“The sun of Venezuela rises in the Essequibo!” reads part of the Venezuelan military salute, but the presence of that State in this region is non-existent. Many Venezuelan immigrants live in the “green house”, a huge building abandoned by a Chinese company in Port Kaituma
“They insist that this is Venezuela, but it is Guyana”: Kimtse Kimo Castello was born in Port Kaituma, a small town in the disputed Essequibo region. But this hairdresser has no doubt about his name: “I always felt Guyanese”
That’s how he feels, that’s how he reaffirmed it in his education. Kimtse speaks English, the official language of the Essequibo, a 160,000 km2 region administered by Guyana, although its sovereignty has been in dispute with Venezuela for more than a century.
125,000 of the 800,000 inhabitants of this former English colony live here.
“The sun of Venezuela rises in the Essequibo!” reads part of the Venezuelan military salute, but the presence of that State in this region is non-existent.
Guyana defends a limit established in 1899 by an arbitration court in Paris, while Venezuela claims the Geneva Agreement, signed in 1966 with the United Kingdom before Guyanese independence, which established the basis for a negotiated solution and ignored the previous treaty.
But the Guyanese government is promoting a process in the International Court of Justice (ICJ) to ratify the current borders and put an end to the dispute.
The Essequibo is “100% Guyana,” the president of this small country that borders Venezuela, Brazil and Suriname tells AFP. “We are very clear where our borders are.”
Irony
The government of President Nicolás Maduro defends its request on the region and rejects the process in the ICJ. The slogan “The sun of Venezuela is born in the Essequibo” is repeated in schools and accompanies official documents.
In September, Maduro published photos of Kaieteur Falls, Guyana’s main attraction, which lies in the disputed region, along with a map of Venezuela that also included that area.
Guyanese responded with protest and demanded Facebook and Twitter to remove these “illegal and offensive posts”.
“This is Guyana, we have always spoken English,” says Andrew Bailey, a 33-year-old mechanic in Port Kaituma, a town of about 3,000 people. He believes that the insistence on claiming sovereignty responds to the gigantic oil reserves found in disputed waters.
“I have never felt Venezuelan,” Kimtse insisted. “We are friendly people, people who welcome anyone in the area. That is why you see so many Venezuelans, “emphasized this hairdresser.
Between 25,000 and 30,000 Venezuelan immigrants, according to the UN and the authorities respectively, fled the crisis in their country to try their luck in Guyana. Several thousand live in the Essequibo.
It is a kind of irony of history because until before the crisis, the Guyanese, who were among the poorest on the planet, were the ones who emigrated to Venezuela. Even those born in the Essequibo received nationality.

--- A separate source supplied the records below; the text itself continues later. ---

PR #1441, opened 2020-08-21
Update CMakeLists.txt replace find_package with aws_use_package for aws-c-event-stream

mattparks:
*Issue #, if available:*
When building alongside aws-c-event-stream find_package pulls in the system library instead of the in source target. 

*Description of changes:*
This change brings over the concept of `aws_use_package` from aws-c-common to aws-cpp-sdk-core. I did not add any testing because with `IN_SOURCE_BUILD=OFF` the same fine_package behaviour is maintained.

*Check all that applies:*

- [x] Linux
- [x] Windows
- [x] Android
- [ ] MacOS
- [ ] IOS
- [ ] Other Platforms

### DIFF
--- a/cmake/AwsFindPackage.cmake
+++ b/cmake/AwsFindPackage.cmake
@@ -1,0 +1,22 @@
+# Copyright Amazon.com, Inc. or its affiliates. All Rights Reserved.
+# SPDX-License-Identifier: Apache-2.0.
+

Paul Small (52) has, for example, both nationalities: he lived in Venezuela as a child and returned to his native country with his family to work as a painter, laborer, and janitor. “There is work and the money yields more,” he maintains.
abuses
Many Venezuelan immigrants live in the “green house”, a huge building abandoned by a Chinese company in Port Kaituma.
Anneris Valenzuela, 23, left Tucupita (Delta Amacuro, east) with her husband and three children. “We had nothing. We had no way to support the children. It became easier for us to go to Guyana », she says.
Her husband works as a day laborer where he can get it. “Life is better than in Venezuela, but quite hard”: there is no electricity and the water comes intermittently. Some rely on the rain they collect in cans, pots and plastic containers.
Alexis Zapata, 47, lives with seven members of his family in two rooms in the “green house,” where only hammocks hang. “We get ready to eat every day, even if we don’t work all the time,” he told AFP.
He arrived in Port Kaituma in 2021, also from Delta Amacuro, one of the poorest regions in Venezuela and the scene of numerous tragedies of migrants drowning in the ocean trying to reach Trinidad and Tobago.
Alexis chose Guyana precisely because there were no boats to take, smugglers to pay, or police to avoid.
He works unloading ships in the town’s port. They pay him a percentage of the value of the merchandise, although he receives “less than the Guyanese,” who take advantage of his need and his poor English.
Earn between 5 and 15 dollar cents with each download: “Better than in Venezuela,” he says.